What did you expect in response to a post where you claim that OBL was recovered from INSIDE a military compound?


----------



## Pukhtoon

^^^ Ahhhh Funny na ? He got a same mentality like indians ... After all they are their Blood Brothers. And from the same culture.

|:S||

Reactions: Like Like:
1


----------



## Tacit Wave

Afghans why you are acting like owls ?


----------



## TaimiKhan

Icarus said:


> What did you expect in response to a post where you claim that OBL was recovered from INSIDE a military compound?



He really said that ???

Reactions: Like Like:
1


----------



## Sher Malang

Pukhtoon said:


> i Stopped reading rest of the Post. Will keep just the bold part for yr replies in the future.

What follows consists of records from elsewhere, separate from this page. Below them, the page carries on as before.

PR #1074, opened 2021-12-20
Fix sunec check

### LINKED ISSUE #1072: Linux still tries to link the sunec library under JDK 17
After #1028, `sunec` shouldn't be added to the link command using JDK 17. This fails on Linux:

AbstractTargetConfiguration gets `sunec` from `defaultStaticJavaLibs`, subclasses like MacOSTargetConfiguration, WindowsTargetConfiguration and LinuxTargetConfiguration have also `staticJavaLibs` with `sunec`.

However, LinuxTargetConfiguration processes that list and returns `libsunec.a`. The check in AbstractTargetConfiguration::getTargetSpecificJavaLinkLibraries fails for Linux.

jperedadnr:
### Issue

Fixes #1072 

### Progress


johanvos (approved):
temporary fix is ok, we need to deal with libsunec (and others) much earlier in the process though.

PR #1100, opened 2022-01-28
Run `ie4uinit.exe -show` in Windows Server 2019

### LINKED ISSUE #1099: Link step hangs indefinitely in clearExporerCache
On Windows, the link step fails when calling the `ie4uinit.exe` in the `clearExplorerCache()` method:

https://github.com/gluonhq/substrate/blob/master/src/main/java/com/gluonhq/substrate/target/WindowsTargetConfiguration.java#L238

When inspecting task manager, the process is indeed active, and ending it causes the build to continue.

The reason is that the build is running on Windows Server 2019 and the `os.name` system property is not correctly checked in the above line. This makes substrate believe that it is running on a Windows whose version is less than 10.

The value of the `os.name` system property is `Windows Server 2019`. Adding that check so that substrate also runs `ie4uinit.exe -show` instead of `ie4uinit.exe -ClearIconCache` fixes the issue.

abhinayagarwal:
Fixes #1099

### DIFF
--- a/src/main/java/com/gluonhq/substrate/target/WindowsTargetConfiguration.java
+++ b/src/main/java/com/gluonhq/substrate/target/WindowsTargetConfiguration.java
@@ -291,7 +291,7 @@ public class WindowsTargetConfiguration extends AbstractTargetConfiguration {
             Logger.logDebug("Windows Build number: " + buildNumber);
             flag = Integer.parseInt(buildNumber) > 10000 ? "-show" : "-ClearIconCache";
         } catch (Exception e) {
-            // do nothing
+            Logger.logInfo("Unable to find Windows build version. Defaulting cache flag to '-show'.");
         }
         return flag;
     }
--- a/src/main/java/com/gluonhq/substrate/target/WindowsTargetConfiguration.java
+++ b/src/main/java/com/gluonhq/substrate/target/WindowsTargetConfiguration.java
@@ -42,7 +42,6 @@ import java.util.ArrayList;
 import java.util.Arrays;
 import java.util.Collections;
 import java.util.List;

That's girlish! read all of the post.



Pukhtoon said:


> ^^^ Ahhhh Funny na ? He got a same mentality like indians ... After all they are their Blood Brothers. And from the same culture.
> 
> |:S||


 
So in that case bin ladin was your blood brother? as long as you skip reading complete replies and be selective, you would have the same mentality.


----------



## Pukhtoon

TaimiKhan said:


> He really said that ???



Hahaha Here it is 



Sher Malang said:


> I have been couple of times to trible areas as per invitations of friends there - I have friends from Swat, Waziristan and Khyber.
> 
> It's not appropriate to put all the blame on Dr. Afridi I think he did his job nothing else but the higher authority should be blamed *because why they sheltered world's 1 terrorist there or why they were not able to capture a #1 terrorist from a military compound etc.*.
> 
> By 'deeply penetrated into tribal areas' I meant if Pakistani agencies are not providing intel to US then how come drones have good targets and why Pakistan can't shoot 1 or 2 drones to show they are serious.





Sher Malang said:


> That's girlish! read all of the post.



Na i am not interested. Coz i often saw yr post putting blame on PA and Pakistan for taliban and mujahideen etc..So becarefull next time coz yr own Aghwanies were also there to support them.



> So in that case bin ladin was your blood brother? as long as you skip reading complete replies and be selective, you would have the same mentality.



Bin My Bro ? Pukhtu keh wayee che zama da GINR hum na de baraber....

I said the same mentality bcoz of you said


> because why they sheltered world's 1 terrorist there or why they were not able to capture a #1 terrorist from a military compound etc


 Who told you that he was in a military compound ? 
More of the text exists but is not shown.